■ DIRECTIONS
Copy out the data below. Leave nothing out and alter nothing.

PROVIDED DATA Start Marker

Issue #6611, opened 2018-01-08
easyform radio buttons bad default value


scottdraves:
run the "all kinds of fields" example, and click "Go!" right away without clicking on anything.
in the form, the 1st item is selected:
<img width="393" alt="screen shot 2018-01-08 at 12 06 59 am" src="https://user-images.githubusercontent.com/963093/34659572-1aa2ab0c-f408-11e7-8469-cb00443e3847.png">
however, the resulting values for the radio buttons are empty:
<img width="297" alt="screen shot 2018-01-08 at 12 04 20 am" src="https://user-images.githubusercontent.com/963093/34659533-cd197bb8-f407-11e7-85ef-0670b2afdcc0.png">

buttons should not be selected unless you actually click on them (or assign them a value).
expected behavior: unset should display as unselected.

PR #6670, opened 2018-01-16
#6611 easyform radio buttons bad default value

piorek:


piorek:
I had to introduce beakerx RadioButtons, and made corresponding  changest in java and python files, but now I think its purely backend issue.

in **pyton** notebook i can do:
```py
from beakerx import *
g = EasyForm("Field Types")
options = ["a", "b", "c", "d"]
g.addRadioButtons("Radio Buttons", options)
g["Radio Buttons"] = "a"
g
```
`"a"` option of radio is selected as expected
and then 
```py
g["Radio Buttons"] = None
```
no option of radio is selected

----

I've tried to do the same in **groovy**:
```java
g = new EasyForm("Field Types")
options = ["a", "b", "c", "d"]
g.addRadioButtons("Radio Buttons", options)
g["Radio Buttons"] = "a"
g
```
`"a"` option of radio is selected
but when I've tried to unselect radio options by 
``` java
g["Radio Buttons"] = null
```
nothing happens (i tried with `""` as well)

----

I believe that this is caused by java implementation of **SelectionWidget**.
`defaultIndex` is 0 and therefore it is not possible to select nothing

If that will be fixed overwriting `render()` method in js/notebook/src/easyForm/radioButtonsWidget.ts
probably won't be needed.

scottdraves:
Sorry I don't understand why we can't use the std radio button widget, can you explain please?

scottdraves:
I think you are right about groovy not being able to clear with null.  @lmitusinski can you please push a commit to fix that?

piorek:
After fix in java, std radio widget will be ok.

I had to introduce RadioButtonsView and RadioButtonsModel in `ts` to overwrite render method. When I did that I had to make corresponding changes on the `java` and `python` files.

While making those changes I realized that implementation differs and its not an issue to fix on front.

piorek:
The difference between python and java is the initial state of radio widget after creation:

**pyhon** 
index: None value: None
**java** 
index: 0, value: 1st option

piorek:
Cleaned PR, tested on python and groovy kernel

PR #6671, opened 2018-01-16
add cleaning of cell outputs for test notebooks

EfimovVladimir:


EfimovVladimir:
it should clear all cells output after tests done for notebook

Issue #6674, opened 2018-01-16
upgrade table UI from datatables to phosphor grid


scottdraves:
stage 1: replace the UI with https://github.com/phosphorjs/phosphor/issues/285
stage 2: make it streaming with https://github.com/apache/arrow/tree/master/js

scottdraves:
what about html format?
<img width="508" alt="screen shot 2018-02-27 at 10 44 19 pm" src="https://user-images.githubusercontent.com/963093/36769052-027b1f0c-1c10-11e8-8785-66d77a8b5191.png">

MariuszJurowicz:
@scottdraves this is really tricky as we are rendering to canvas.
There are some tricks to render the HTML into canvas eg. (https://developer.mozilla.org/en-US/docs/Web/API/Canvas_API/Drawing_DOM_objects_into_a_canvas)
but those rendered objects won't be interactive even though.

scottdraves:
OK.  rendering to a non-interactive image is still pretty useful, we should do that for "html" format.
we should have an easy way to make URLs clickable, maybe an "url" format.

PR #6680, opened 2018-01-18
#6674 use phosphor datagrid to display TableDisplay data

MariuszJurowicz:


scottdraves:
🐬 
screen shot 2018-01-18 at 10 35 56 pm

js/notebook/src/tableDisplay/dataGrid/dataGrid.css
```diff
@@ -0,0 +1,80 @@
+.p-DataGrid {
```
scottdraves, line 1: banner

PROVIDED DATA End Marker

■ ANSWER TO THIS TASK
Issue #6611, opened 2018-01-08
easyform radio buttons bad default value


scottdraves:
run the "all kinds of fields" example, and click "Go!" right away without clicking on anything.
in the form, the 1st item is selected:
<img width="393" alt="screen shot 2018-01-08 at 12 06 59 am" src="https://user-images.githubusercontent.com/963093/34659572-1aa2ab0c-f408-11e7-8469-cb00443e3847.png">
however, the resulting values for the radio buttons are empty:
<img width="297" alt="screen shot 2018-01-08 at 12 04 20 am" src="https://user-images.githubusercontent.com/963093/34659533-cd197bb8-f407-11e7-85ef-0670b2afdcc0.png">

buttons should not be selected unless you actually click on them (or assign them a value).
expected behavior: unset should display as unselected.

PR #6670, opened 2018-01-16
#6611 easyform radio buttons bad default value

piorek:


piorek:
I had to introduce beakerx RadioButtons, and made corresponding  changest in java and python files, but now I think its purely backend issue.

in **pyton** notebook i can do:
```py
from beakerx import *
g = EasyForm("Field Types")
options = ["a", "b", "c", "d"]
g.addRadioButtons("Radio Buttons", options)
g["Radio Buttons"] = "a"
g
```
`"a"` option of radio is selected as expected
and then 
```py
g["Radio Buttons"] = None
```
no option of radio is selected

----

I've tried to do the same in **groovy**:
```java
g = new EasyForm("Field Types")
options = ["a", "b", "c", "d"]
g.addRadioButtons("Radio Buttons", options)
g["Radio Buttons"] = "a"
g
```
`"a"` option of radio is selected
but when I've tried to unselect radio options by 
``` java
g["Radio Buttons"] = null
```
nothing happens (i tried with `""` as well)

----

I believe that this is caused by java implementation of **SelectionWidget**.
`defaultIndex` is 0 and therefore it is not possible to select nothing

If that will be fixed overwriting `render()` method in js/notebook/src/easyForm/radioButtonsWidget.ts
probably won't be needed.

scottdraves:
Sorry I don't understand why we can't use the std radio button widget, can you explain please?

scottdraves:
I think you are right about groovy not being able to clear with null.  @lmitusinski can you please push a commit to fix that?

piorek:
After fix in java, std radio widget will be ok.

I had to introduce RadioButtonsView and RadioButtonsModel in `ts` to overwrite render method. When I did that I had to make corresponding changes on the `java` and `python` files.

While making those changes I realized that implementation differs and its not an issue to fix on front.

piorek:
The difference between python and java is the initial state of radio widget after creation:

**pyhon** 
index: None value: None
**java** 
index: 0, value: 1st option

piorek:
Cleaned PR, tested on python and groovy kernel

PR #6671, opened 2018-01-16
add cleaning of cell outputs for test notebooks

EfimovVladimir:


EfimovVladimir:
it should clear all cells output after tests done for notebook

Issue #6674, opened 2018-01-16
upgrade table UI from datatables to phosphor grid


scottdraves:
stage 1: replace the UI with https://github.com/phosphorjs/phosphor/issues/285
stage 2: make it streaming with https://github.com/apache/arrow/tree/master/js

scottdraves:
what about html format?
<img width="508" alt="screen shot 2018-02-27 at 10 44 19 pm" src="https://user-images.githubusercontent.com/963093/36769052-027b1f0c-1c10-11e8-8785-66d77a8b5191.png">

MariuszJurowicz:
@scottdraves this is really tricky as we are rendering to canvas.
There are some tricks to render the HTML into canvas eg. (https://developer.mozilla.org/en-US/docs/Web/API/Canvas_API/Drawing_DOM_objects_into_a_canvas)
but those rendered objects won't be interactive even though.

scottdraves:
OK.  rendering to a non-interactive image is still pretty useful, we should do that for "html" format.
we should have an easy way to make URLs clickable, maybe an "url" format.

PR #6680, opened 2018-01-18
#6674 use phosphor datagrid to display TableDisplay data

MariuszJurowicz:


scottdraves:
🐬 
screen shot 2018-01-18 at 10 35 56 pm

js/notebook/src/tableDisplay/dataGrid/dataGrid.css
```diff
@@ -0,0 +1,80 @@
+.p-DataGrid {
```
scottdraves, line 1: banner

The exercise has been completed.